DATA RECORDS:
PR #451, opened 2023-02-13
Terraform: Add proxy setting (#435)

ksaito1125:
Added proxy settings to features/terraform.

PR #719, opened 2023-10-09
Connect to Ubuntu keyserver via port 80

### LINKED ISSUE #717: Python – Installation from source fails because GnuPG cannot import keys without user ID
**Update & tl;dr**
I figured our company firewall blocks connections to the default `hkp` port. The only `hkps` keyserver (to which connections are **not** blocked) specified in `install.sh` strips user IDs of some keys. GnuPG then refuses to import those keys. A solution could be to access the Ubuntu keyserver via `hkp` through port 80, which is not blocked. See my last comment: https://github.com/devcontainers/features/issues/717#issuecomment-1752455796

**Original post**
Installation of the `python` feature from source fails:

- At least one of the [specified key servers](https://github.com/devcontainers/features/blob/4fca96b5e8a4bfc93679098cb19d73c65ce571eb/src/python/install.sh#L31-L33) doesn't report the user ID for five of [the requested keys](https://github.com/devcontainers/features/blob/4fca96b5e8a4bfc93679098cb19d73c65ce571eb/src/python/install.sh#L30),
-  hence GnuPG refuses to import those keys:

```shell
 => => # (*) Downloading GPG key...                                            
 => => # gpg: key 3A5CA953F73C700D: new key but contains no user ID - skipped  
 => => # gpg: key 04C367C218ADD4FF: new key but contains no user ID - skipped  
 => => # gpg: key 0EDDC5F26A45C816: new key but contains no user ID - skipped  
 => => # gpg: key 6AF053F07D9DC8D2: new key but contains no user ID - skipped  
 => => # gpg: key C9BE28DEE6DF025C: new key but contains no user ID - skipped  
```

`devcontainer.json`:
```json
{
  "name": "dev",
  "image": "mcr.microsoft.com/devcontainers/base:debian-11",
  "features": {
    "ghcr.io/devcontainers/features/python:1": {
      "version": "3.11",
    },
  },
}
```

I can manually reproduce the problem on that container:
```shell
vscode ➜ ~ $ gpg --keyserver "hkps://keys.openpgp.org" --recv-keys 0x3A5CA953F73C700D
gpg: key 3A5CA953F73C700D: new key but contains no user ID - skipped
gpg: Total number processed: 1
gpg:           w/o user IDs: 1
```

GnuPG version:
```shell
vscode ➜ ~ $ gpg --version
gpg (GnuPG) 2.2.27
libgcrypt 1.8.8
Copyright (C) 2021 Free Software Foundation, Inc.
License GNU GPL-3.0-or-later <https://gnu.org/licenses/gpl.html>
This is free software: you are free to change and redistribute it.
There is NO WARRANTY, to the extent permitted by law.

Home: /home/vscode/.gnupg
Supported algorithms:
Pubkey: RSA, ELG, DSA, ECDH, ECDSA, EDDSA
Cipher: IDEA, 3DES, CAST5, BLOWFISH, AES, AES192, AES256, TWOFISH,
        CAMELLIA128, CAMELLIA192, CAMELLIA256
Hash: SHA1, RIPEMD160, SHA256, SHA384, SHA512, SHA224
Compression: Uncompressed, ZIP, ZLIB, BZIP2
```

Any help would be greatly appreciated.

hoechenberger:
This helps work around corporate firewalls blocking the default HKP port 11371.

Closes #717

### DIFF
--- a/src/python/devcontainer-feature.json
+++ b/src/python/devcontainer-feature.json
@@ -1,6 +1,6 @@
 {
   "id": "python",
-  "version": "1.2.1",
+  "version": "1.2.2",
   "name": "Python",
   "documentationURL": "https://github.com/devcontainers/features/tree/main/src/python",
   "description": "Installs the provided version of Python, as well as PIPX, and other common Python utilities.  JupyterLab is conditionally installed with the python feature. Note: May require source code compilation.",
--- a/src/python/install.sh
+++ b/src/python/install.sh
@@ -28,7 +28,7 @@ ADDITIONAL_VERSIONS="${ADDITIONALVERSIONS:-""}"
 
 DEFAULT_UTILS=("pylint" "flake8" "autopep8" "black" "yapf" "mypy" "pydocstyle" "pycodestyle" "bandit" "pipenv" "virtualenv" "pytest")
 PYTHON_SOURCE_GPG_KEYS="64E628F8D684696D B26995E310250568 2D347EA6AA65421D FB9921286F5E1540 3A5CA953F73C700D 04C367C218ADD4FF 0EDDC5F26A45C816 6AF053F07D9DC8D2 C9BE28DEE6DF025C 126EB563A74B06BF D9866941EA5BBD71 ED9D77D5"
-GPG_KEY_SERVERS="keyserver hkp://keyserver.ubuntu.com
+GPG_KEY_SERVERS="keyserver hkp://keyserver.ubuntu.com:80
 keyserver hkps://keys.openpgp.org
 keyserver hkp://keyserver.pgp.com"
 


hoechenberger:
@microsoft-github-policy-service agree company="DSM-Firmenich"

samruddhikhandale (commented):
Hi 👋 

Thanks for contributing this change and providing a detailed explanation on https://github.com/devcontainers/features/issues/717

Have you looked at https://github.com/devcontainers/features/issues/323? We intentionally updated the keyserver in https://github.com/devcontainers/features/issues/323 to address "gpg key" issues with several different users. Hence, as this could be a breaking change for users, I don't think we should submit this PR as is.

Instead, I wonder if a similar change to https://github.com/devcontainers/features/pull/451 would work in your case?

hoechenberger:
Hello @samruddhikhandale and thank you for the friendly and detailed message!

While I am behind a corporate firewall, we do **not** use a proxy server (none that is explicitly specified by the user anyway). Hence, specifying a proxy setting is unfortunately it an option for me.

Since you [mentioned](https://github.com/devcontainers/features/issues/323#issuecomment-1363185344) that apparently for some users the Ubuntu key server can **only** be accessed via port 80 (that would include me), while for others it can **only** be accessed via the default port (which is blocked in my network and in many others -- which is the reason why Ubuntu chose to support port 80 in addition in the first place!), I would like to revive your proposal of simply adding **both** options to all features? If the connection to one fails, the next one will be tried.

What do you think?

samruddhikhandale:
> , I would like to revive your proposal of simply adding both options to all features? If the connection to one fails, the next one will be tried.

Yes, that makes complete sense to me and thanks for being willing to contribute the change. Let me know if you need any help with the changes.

WHAT YOU NEED TO DO:
Look over the records above, and wherever a line contains the string "think", copy that line.

SOLUTION FOR THIS PROBLEM:
Have you looked at https://github.com/devcontainers/features/issues/323? We intentionally updated the keyserver in https://github.com/devcontainers/features/issues/323 to address "gpg key" issues with several different users. Hence, as this could be a breaking change for users, I don't think we should submit this PR as is.
What do you think?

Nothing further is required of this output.